Jesus gave that healing salve of forgiveness to those who were sorry for their sin, who knew that they were spiritually sick and in need of healing. The Pharisees and anyone who feels smug and self-righteous is not looking for a doctor because he does not feel spiritually sick.

Jesus is the Physician of the soul. The person who may seem the least likely to attend church really needs to be there. Jesus took criticism for reaching out to the lost, yet would we criticize a doctor for seeing cancer patients? Our mission, which Christ has given us, is to find the spiritually sick and give to them the healing of the Gospel of Jesus by whose blood there is a cleansing of sin. Some would feel that the sum of mission work is to work among disgruntled Lutherans, but the main thrust of mission work is to find the unchurched, to bring to light their sin, and show them the forgiveness won by Christ.


It is clear that the church is a hospital for sinners. What we need to constantly bear in mind is that we are those sinners. Throughout all of time Christians have slipped into the belief that going through the outward motions of worship is enough. In the Old Testament people became complacent and brought their sacrifices without thinking, they brought heir tithes whenever they felt in the mood, and by such actions they felt right with God. King Saul thought he could do God one better. God told him after a battle that he was to destroy all the livestock and people, but Saul spared the best of everything claiming that these were for sacrifices. The prophet Samuel told Saul, “It is better to obey than sacrifice” (1 Samuel 15:22). The heart always need to be involved when it comes to obedience of God. The Pharisees in Jesus’ day and the monks during Luther’s time had the same affliction of going through the motions without a heart dedicated to God. Actions do not change the heart. It is the other way around—a changed heart will change actions.

That tendency to merely go through the motions is with us even today. We can get into a rut of coming to church, finding our pew, opening the hymnal, and then tuning out. That person will leave church exactly as he entered, not uplifted at all. With that mindset we spend the week living the way we want to live as long as we go through the motions of going to church. This is very, very easy to do. When this happens we are treating church as a museum for saints in which we put ourselves on display, but in essence we are lifeless. We need to remember that this is a hospital for sinners and we desperately need the message of God’s Word which is presented.

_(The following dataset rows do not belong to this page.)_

PR #488, opened 2023-01-04
Add a Donate button to the Bloom Library footer (BL-11804)

StephenMcConnel:
This change is [Reviewable](https://reviewable.io/reviews/bloombooks/bloomlibrary2/488)

### DIFF
--- a/src/components/Footer.tsx
+++ b/src/components/Footer.tsx
@@ -5,13 +5,34 @@ import { jsx } from "@emotion/core";
 /** @jsx jsx */
 import SILLogo from "../assets/SIL.png";
 import GitHubLogo from "../assets/GitHub-Mark-Light-32px.png";
-import React from "react";
+import React, { useEffect, useState } from "react";
 import { BlorgLink } from "../components/BlorgLink";
 import { FormattedMessage, useIntl } from "react-intl";
+import { Button } from "@material-ui/core";
 
 //import { Link } from "react-router-dom";
 export const Footer: React.FunctionComponent = () => {
     const l10n = useIntl();
+
+    const [donateShiftWidth, setDonateShiftWidth] = useState("475px");
+
+    const padding = 20; // left + right
+    const link = document.getElementsByClassName("privacy-notice-link").item(0);
+    const linkRight = link?.getBoundingClientRect()?.right ?? 375;
+    const donateText = l10n.formatMessage({
+        id: "footer.donate",
+        defaultMessage: "Donate",
+    });
+    useEffect(() => {
+        const donateButton = document
+            .getElementsByClassName("donate-button")
+            .item(0);
+        const donateWidth = donateButton?.clientWidth ?? 72;
+        setDonateShiftWidth(`${linkRight + donateWidth + 8 + padding}px`); // width at which footer layout must change
+    }, [donateText, linkRight, donateShiftWidth]);
+
+    const githubShiftWidth = "435px"; // The icons are fixed size, so this can be a true constant.
+
     const separator = (
         <span
             css={css`
@@ -62,6 +83,12 @@ export const Footer: React.FunctionComponent = () => {
             <img
                 css={css`
                     height: 32px !important;
+                    @media (max-width: ${githubShiftWidth}) {
+                        // when narrow, need to pull out of flex layout into absolute positioning
+                        position: absolute;
+                        right: 20px;
+                        bottom: 83px;
+                    }
                 `}
                 src={GitHubLogo}
                 alt={l10n.formatMessage({
@@ -93,9 +120,15 @@ export const Footer: React.FunctionComponent = () => {
     return (
         <div
             css={css`
-                padding: 20px;
+                padding: ${padding}px;
                 overflow-x: hidden; // At small screen widths, the Footer can cause horizontal scrolling.
-                min-height: 140px;
+                min-height: 145px;
+                @media (max-width: ${donateShiftWidth}) {
+                    min-height: 195px;
+                }
+                @media (max-width: ${githubShiftWidth}) {
+                    min-height: 235px;
+                }
                 *,
                 a,
                 a:visited {
@@ -106,6 +139,9 @@ export const Footer: React.FunctionComponent = () => {
                     display: flex;
                     height: 50px !important;
                 }
+                a.donate-button {
+                    height: inherit !important;
+                }
                 /* If someone can tell me why we need this rule, we can work on a solution,
                    but it messes up the footer link row "Support | Downloads | etc."
                 a *,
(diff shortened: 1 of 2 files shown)


JohnThomson (changes requested):
I noticed one discrepancy: John's mockup has the Contentful icon right-aligned under the Github one in narrow mode, but yours does not.

Does everything adjust itself properly if the user issues the browser command to make things (or just text) bigger? For example, does the extra 50px of top margin grow (or not) by the same amount as the Donate button? Maybe it should be measured in a text-size-dependent unit like rem?

This approach will break if a translation of "Donate" runs to two lines (maybe some culture needs something like "Be so generous as to make a contribution," so I don't like it very much. But I don't know of a better way., short of using a typescript media query to actually put the Donate button in a different place in the HTML (i.e., before the row of links instead of part of it). I doubt it's worth switching to that, especially since you already did all this work.

> *[Reviewable](https://reviewable.io/reviews/bloombooks/bloomlibrary2/488#-:-NL20Pxa0x9vBXtAX9lb:b5650kh)* status: 0 of 2 files reviewed, 4 unresolved discussions (waiting on @StephenMcConnel)

___
*[`src/components/Footer.tsx` line 13 at r1](https://reviewable.io/reviews/bloombooks/bloomlibrary2/488#-NL1zVmqAmZWP7KgHmWT:-NL1zVmqAmZWP7KgHmWU:b-7x4n94) ([raw file](https://github.com/bloombooks/bloomlibrary2/blob/b96b0616d54a609f9a17e7ff7227b75d27706237/src/components/Footer.tsx#L13)):*
> ```XML
> import { Button } from "@material-ui/core";
> 
> const narrowWidth = "475px"; // width at which footer layout must change
> ```

Will it need to change at a different width if it is being viewed in another language? (Or maybe we will just live with letting some buttons wrap their text in that case?)
___
*[`src/components/Footer.tsx` line 72 at r1](https://reviewable.io/reviews/bloombooks/bloomlibrary2/488#-NL21Jup1bGowlV2uBE2:-NL21JuqDPwa2kN0Zv4k:bpttljc) ([raw file](https://github.com/bloombooks/bloomlibrary2/blob/b96b0616d54a609f9a17e7ff7227b75d27706237/src/components/Footer.tsx#L72)):*
> ```XML
>                         position: absolute;
>                         right: 20px;
>                         bottom: 83px;
> ```

This is being pushed into the (increased) top margin of the parent row, so positioning it using bottom: seems risky. What if some of the other items in the row need to wrap and therefore get bigger?
___
*[`src/components/Footer.tsx` line 142 at r1](https://reviewable.io/reviews/bloombooks/bloomlibrary2/488#-NL1zKgDC98_LEyeaHUo:-NL1zKgE0BYnTDmPGeKa:b-jsj9bg) ([raw file](https://github.com/bloombooks/bloomlibrary2/blob/b96b0616d54a609f9a17e7ff7227b75d27706237/src/components/Footer.tsx#L142)):*
> ```XML
>                     position: absolute;
>                     top: 20px;
>                     right: 20px;
> ```

Unless it's inherited from somewhere, I don't see that this has bold text like the card says it should.
___
*[`src/components/Footer.tsx` line 196 at r1](https://reviewable.io/reviews/bloombooks/bloomlibrary2/488#-NL2-1WyDIi4MNKF-r3k:-NL2-1WyDIi4MNKF-r3l:b-m4qlpr) ([raw file](https://github.com/bloombooks/bloomlibrary2/blob/b96b0616d54a609f9a17e7ff7227b75d27706237/src/components/Footer.tsx#L196)):*
> ```XML
>                     @media (max-width: ${narrowWidth}) {
>                         margin-top: 45px; // allow space for absolutely positioned github button
>                     }
> ```

There's a lot more room, typically, on the last row...do you think it should really switch at the same max-width? John's mockup does seem to show the Github button moving when it doesn't really need to, so that might be right...I would have been inclined not to move it until it independently needs to. On small screens the less space the footer takes up the better! This might be something to ask JohnH.

StephenMcConnel (commented):
Right-aligning the Contentful icon under the Github icon would require making the Contentful icon position: absolute as well as the Github icon.  I'm trying for a minimal change to existing elements.  I thought aligning the two buttons that shift out of the rows was more intuitive.
Things do seem to work right using the Ctrl-+ and Ctrl-- to zoom in and out in the browser.

> *[Reviewable](https://reviewable.io/reviews/bloombooks/bloomlibrary2/488#-:-NL2uK638ALuMMu8AO1C:bwi00dm)* status: 0 of 2 files reviewed, 4 unresolved discussions (waiting on @JohnThomson)

___
*[`src/components/Footer.tsx` line 13 at r1](https://reviewable.io/reviews/bloombooks/bloomlibrary2/488#-NL1zVmqAmZWP7KgHmWT:-NL2QeBv2hBhqFBWRwAk:brevmdt) ([raw file](https://github.com/bloombooks/bloomlibrary2/blob/b96b0616d54a609f9a17e7ff7227b75d27706237/src/components/Footer.tsx#L13)):*

Will it need to change at a different width if it is being viewed in another language? (Or maybe we will just live with letting some buttons wrap their text in that case?)
</blockquote></details>

I've added code to try to set this value in a reasonable fashion.
___
*[`src/components/Footer.tsx` line 72 at r1](https://reviewable.io/reviews/bloombooks/bloomlibrary2/488#-NL21Jup1bGowlV2uBE2:-NL2RGeQ02-OoEFk9Ztk:bxirwa) ([raw file](https://github.com/bloombooks/bloomlibrary2/blob/b96b0616d54a609f9a17e7ff7227b75d27706237/src/components/Footer.tsx#L72)):*

This is being pushed into the (increased) top margin of the parent row, so positioning it using bottom: seems risky. What if some of the other items in the row need to wrap and therefore get bigger?
</blockquote></details>

overflow-x is set to hidden for the footer as a whole, so my understanding is that these items shouldn't wrap.
___
*[`src/components/Footer.tsx` line 142 at r1](https://reviewable.io/reviews/bloombooks/bloomlibrary2/488#-NL1zKgDC98_LEyeaHUo:-NL2tj4hAwSw4oEQubpy:bu36b12) ([raw file](https://github.com/bloombooks/bloomlibrary2/blob/b96b0616d54a609f9a17e7ff7227b75d27706237/src/components/Footer.tsx#L142)):*

Unless it's inherited from somewhere, I don't see that this has bold text like the card says it should.
</blockquote></details>

I added font-weight: bold;
___
*[`src/components/Footer.tsx` line 196 at r1](https://reviewable.io/reviews/bloombooks/bloomlibrary2/488#-NL2-1WyDIi4MNKF-r3k:-NL3TWX4BYWPDLHz0Cul:bjk0g4v) ([raw file](https://github.com/bloombooks/bloomlibrary2/blob/b96b0616d54a609f9a17e7ff7227b75d27706237/src/components/Footer.tsx#L196)):*

There's a lot more room, typically, on the last row...do you think it should really switch at the same max-width? John's mockup does seem to show the Github button moving when it doesn't really need to, so that might be right...I would have been inclined not to move it until it independently needs to. On small screens the less space the footer takes up the better! This might be something to ask JohnH.
</blockquote></details>

I've separated the max-width values for the Donate button placement and the github button placement.

StephenMcConnel (commented):
The new code handles fairly long Donate translation strings, but not ones that require two lines.

> *[Reviewable](https://reviewable.io/reviews/bloombooks/bloomlibrary2/488#-:-NL3TmdF4FF0Mno6bTIb:b-rbt1t)* status: 0 of 2 files reviewed, 4 unresolved discussions (waiting on @JohnThomson)

JohnThomson (approved):
I think you can right-align the contentful icon just by making the anchor that contains it lose its margin-right when the github icon moves.

> Reviewed 1 of 2 files at r1, 1 of 1 files at r2, all commit messages.
> *[Reviewable](https://reviewable.io/reviews/bloombooks/bloomlibrary2/488#-:-NL6gush42E-GjwnSBo1:b-b52rwl)* status: :shipit: complete! all files reviewed, all discussions resolved (waiting on @StephenMcConnel)

JohnThomson (approved):
I've approved it but will let you decide whether to have another go at aligning the icon before merging.

> *[Reviewable](https://reviewable.io/reviews/bloombooks/bloomlibrary2/488#-:-NL6r0Fy09ZSB_jRcTfc:b-rvuig8)* status: :shipit: complete! all files reviewed, all discussions resolved (waiting on @StephenMcConnel)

The Gospel exists to change your heart and only the Gospel of Christ has the power to do so. You need to hear again and again the words of your Savior such as: “I desire mercy not sacrifice.[v.13] The Lord has indeed been merciful to you, not only in what He has given you materially, but for that blessed forgiveness by which your slate has been wiped clean before God. The Lord desires that mercy reflected in our lives. Matthew did not go back to stealing. Zacchaeus, another tax collector, even repaid people more than he had taken from them. That compassion of God upon your soul is a compassion which you are to bestow upon your fellow man.

Again, God forbid that our congregation becomes a museum for saints where a shallow form of Christianity is on display. View our church for what it is: a hospital for sinners. You wouldn’t skip a chemotherapy treatment, or put off heart surgery. Your spiritual health is far more important than your physical health. God has the cure for what ails you and that treatment will continue until we leave this earth and are united with God in heaven. Only then does our spiritual sickness end. Amen.